■ **INSTRUCTIONS FOR THE TASK**:
The listing that follows is to be output in full and without change.

■ **STUDY MATERIAL**:
PR #131, opened 2015-12-11
Fix Subject dereference bug

timoruppell:
The `if (subject)` block is extended to cover all access to `subject`.

We ran into this bug in the code because our SAML provider didn't include Subject at the root of the Assertion -> line 614 throws a 'cannot access 0 of undefined' error.


ploer:
Thanks for the PR; merged!

(note that Travis tests were failing due to some scope issues; should be cleaned up now)

PR #138, opened 2016-01-25
Check for audience

sonnymai:
There doesn't seem to be any checks for the audience attribute. This would allow users using the same IDP to authenticate into service provider B if they had a valid token for service provider A (assuming both service providers use the same IDP).

Hopefully this logic is correct, I can add tests if this is verified.

### DIFF
--- a/lib/passport-saml/saml.js
+++ b/lib/passport-saml/saml.js
@@ -759,6 +759,15 @@ SAML.prototype.processValidlySignedAssertion = function(xml, inResponseTo, callb
         throw conErr;
     }
 
+    var audienceRestriction = conditions.AudienceRestriction ? conditions.AudienceRestriction[0] : null;
+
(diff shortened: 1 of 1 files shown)


pdspicer:
You are correct, this check is currently missing. I would contest based on the SAML specification that the audience condition validation should REQUIRE the presence of an audience element, and then further check that it contains the SP entityID.

markstos:
This feature is still of interest if someone wants to pick it up.

benjamine:
I can send a version with the suggestion above, I'm interested in getting this upstream.

benjamine:
@markstos I opened #253 picking this up, made AudienceRestriction required when options.audience is specified, and added unit tests.

markstos:
Closing this, as PR #253 was merged. Leave a comment there if you find any problem with it.

PR #141, opened 2016-02-10
Add missing arguments

XavierBoubert:
In my organisation, they use ResponseLocation in the SingleLogoutService to redirect users.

■ **ANSWER BELOW**:
PR #131, opened 2015-12-11
Fix Subject dereference bug

timoruppell:
The `if (subject)` block is extended to cover all access to `subject`.

We ran into this bug in the code because our SAML provider didn't include Subject at the root of the Assertion -> line 614 throws a 'cannot access 0 of undefined' error.


ploer:
Thanks for the PR; merged!

(note that Travis tests were failing due to some scope issues; should be cleaned up now)

PR #138, opened 2016-01-25
Check for audience

sonnymai:
There doesn't seem to be any checks for the audience attribute. This would allow users using the same IDP to authenticate into service provider B if they had a valid token for service provider A (assuming both service providers use the same IDP).

Hopefully this logic is correct, I can add tests if this is verified.

### DIFF
--- a/lib/passport-saml/saml.js
+++ b/lib/passport-saml/saml.js
@@ -759,6 +759,15 @@ SAML.prototype.processValidlySignedAssertion = function(xml, inResponseTo, callb
         throw conErr;
     }
 
+    var audienceRestriction = conditions.AudienceRestriction ? conditions.AudienceRestriction[0] : null;
+
(diff shortened: 1 of 1 files shown)


pdspicer:
You are correct, this check is currently missing. I would contest based on the SAML specification that the audience condition validation should REQUIRE the presence of an audience element, and then further check that it contains the SP entityID.

markstos:
This feature is still of interest if someone wants to pick it up.

benjamine:
I can send a version with the suggestion above, I'm interested in getting this upstream.

benjamine:
@markstos I opened #253 picking this up, made AudienceRestriction required when options.audience is specified, and added unit tests.

markstos:
Closing this, as PR #253 was merged. Leave a comment there if you find any problem with it.

PR #141, opened 2016-02-10
Add missing arguments

XavierBoubert:
In my organisation, they use ResponseLocation in the SingleLogoutService to redirect users.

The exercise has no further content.